Have you looked at how they have it set up? Your link goes into a queue for
the servers that are called "Factories." It is a massive distributed computing
environment like SETI where people volunteer their computers to take the
screen shots and upload them to the web for you to view.

------
dstorrs
Some other options for x-browser testing:

<http://litmusapp.com/browser-testing> <http://www.browsera.com/>
<http://www.spoon.net/browsers/>

The last doesn't work for me (Mac using either FF or Safari) but the other two
seem to. I haven't used any of these personally, and am not affiliated with
them, just listing some options for others to check out.

------
bcl
I use the IE Collection for this -
<http://finalbuilds.edskes.net/iecollection.htm>

Every possible build of IE that you might want to test against.

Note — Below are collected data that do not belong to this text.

PR #232, opened 2024-04-15
fix: improve dependency installation in rust builder

### LINKED ISSUE #228: 🛠️ [TASK] : Enhance the rust builder to use techniques the same as the Earthly rust library
### Summary

Make Rust builds better at cache hits, and improve our Rust build times.

### Description

We are not hitting cache effectively with Rust builds.
And the base builders take a long to to create and are also not effectively being cached.
Updating a single tool can cause the whole rust builder to regenerate, not just the single tool.

The task here is to adapt:
https://github.com/earthly/lib/blob/main/rust/Earthfile
Into our rust builders so that we can get better caching.

We can not use the earthly rust library 100% as is, because we have separate requirements, but we can probably use INIT and adapt the other functions into our own rust ci setup.

One thing we can probably do better is tool building.
Currently all tools are installed with a sequence of RUN steps.
This is bad because one tool change causes all tools after it to rebuild, not just the one tool we want.

The idea for this is to create a `tools/Earthfile` which uses the base rust builder.
Targets in this file build a single tool, and save the tool as an artifact.

The final build with all tools can then just be the base rust tooling with each of these targets COPIED into it.
The advantage is they can:
* Build in parallel
* Share the build cache speeding up the tools that do build.
* A change to one tool only causes that tool to be rebuilt.
We may be able to use a similar model to this in other places but lets try it here first.

This should all be on top of the caching enhancements so that tool builds are faster and better cached rust builds.
The tool builds CAN use the earthly rust library AS IS.  We will only need to adapt it because we script cargo execution inside python scripts, and the earthly rust library doesn't support that.

bkioshn:
# Description

Improve `rust` related performance

## Related Issue(s)

Closes #228 

## Description of Changes
- Use `lib/rust` https://github.com/earthly/lib/tree/main/rust 
   - Additionally, FUNCTION `EXECUTE`, `CARGO`, and `COPY_OUTPUT` are modified and added to suit our usecase
- Use `IMPORT` instead of path when refering other Earthfile
- Rust tools parallel building
- Modifying the Rust document
 
Result of this changes:
- Changing of one tool doesn't effect the other tools to be rebuilt
- Efficient use of cache result in faster workflow
- Cleaner code implementation
 
## Related PR
- #236 
- #240 


earthly/rust/tools/Earthfile
```diff
@@ -0,0 +1,57 @@
+VERSION 0.8
+
+tool-cargo-nextest:
+    FROM ../+rust-base
+    RUN cargo install cargo-nextest --version=0.9.68 --locked
+    SAVE ARTIFACT /usr/local/cargo/bin/cargo-nextest cargo-nextest
```
apskhem, line 6: According to Earthly reference:

> If `<artifact-dest-path>` is not specified, it is inferred as `/`

So the below suggestion should also work, without specifying name twice.

```suggestion
    SAVE ARTIFACT /usr/local/cargo/bin/cargo-nextest
```

docs/src/guides/languages/rust.md
```diff
@@ -9,7 +9,7 @@ tags:
 # :simple-rust: Rust
 <!-- markdownlint-enable single-h1 -->
 
-<!-- cspell: words toolsets stdcfgs depgraph -->
+<!-- cspell: words toolsets stdcfgs depgraph Rustup -->
```
minikin, line 12: Can we move all these words to [project.dic](https://github.com/input-output-hk/catalyst-ci/pull/232/files#diff-c74e62111a947fe7699747e1193dd592b3346ab2267f7db4c78c994b2569cd49)?

minikin (changes requested):

earthly/rust/stdcfgs/rust-toolchain.toml
```diff
@@ -1,3 +1,3 @@
 [toolchain]
-channel = "1.75.0"
+channel = "1.77.2"
```
minikin, line 2: Shouldn't we use the latest stable version `1.78.0`?

minikin (changes requested):

earthly/rust/stdcfgs/rust-toolchain.toml
bkioshn: @stevenj Is there a reason why we are still using 1.77?

stevenj: We are now on 1.78 everywhere

earthly/rust/Earthfile
```diff
@@ -54,77 +50,232 @@ rust-base:
...
+#            If not defined, "coverage-report.info" will not be saved, but will be in the layer.
+#
+# This is heavily based off of the rust `CARGO` command in the Earthly library.
+# Updates to that library must be reflected in this function when updating the version of the earthly rust library.
+EXECUTE:
     FUNCTION
-    FROM +rust-base
+    DO rust+CHECK_INITED
+    ARG --required cmd
+    ARG args1
```
Mr-Leshiy, line 164: Maybe it will be better to compose all arguments and cmd on the clients side and remove all these `arg1`, `arg2` etc.
Because with such approach it could be a case when we need to add more, which does not seems like a best solution.
So on the client's side of the `EXECUTE` function it could be something like this.

```Earthfile
target:
   ...
   LET cmd = "foo"
   LET arg1 = "--arg1=arg1"
   LET arg2 = "--arg2=arg2"
   
   +EXECUTE --cmd="$cmd $arg1 $arg2"
```

utilities/dbviz/Earthfile
```diff
@@ -33,13 +35,16 @@ all-hosts-check:
 build:
     FROM +builder
  
-    RUN /scripts/std_build.py  --bins="dbviz/dbviz"
+    RUN echo cache breaker 1
```
Mr-Leshiy, line 38: Why do we need this ?

earthly/rust/Earthfile
stevenj: No, i prefer it the way I did it,  otherwise we push management of this Earthly quirk to all users.  (Ugly is subjective, but I think it is).

utilities/dbviz/Earthfile
stevenj: We don't its debug code that I missed removing.

.config/dictionaries/project.dic
```diff
@@ -70,7 +72,10 @@ rustdoc
 rustdocflags
 rustflags
 rustfmt
+Rustup
```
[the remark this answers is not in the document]
stevenj: Yup

Mr-Leshiy (approved):
LGTM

It is too bad
he got hit by this bug, but he and/or his designer should be looking at the
site with the same tools as his customers. Thanks to non-standard standards
you really can't trust that anything you make is cross-browser until you
confirm it.

------
Nycto
I had issues loading this site... Looks like Google has a cached copy for
anyone else looking for a mirror:

[http://74.125.155.132/search?q=cache:http://www.kalzumeus.co...](http://74.125.155.132/search?q=cache:http://www.kalzumeus.com/2009/10/23/the-
ie-css-bug-which-cost-me-a-months-salary/&hl=en&strip=1)

------
recurser
> However, IE6/IE7 treat text-indent as moving the background image as well

Great post - any chance you could also post the css that caused the problem? I
use negative text indent all the time to do exactly this and haven't noticed
any IE problems - it'd be handy to know what combination of styles causes this
for future reference!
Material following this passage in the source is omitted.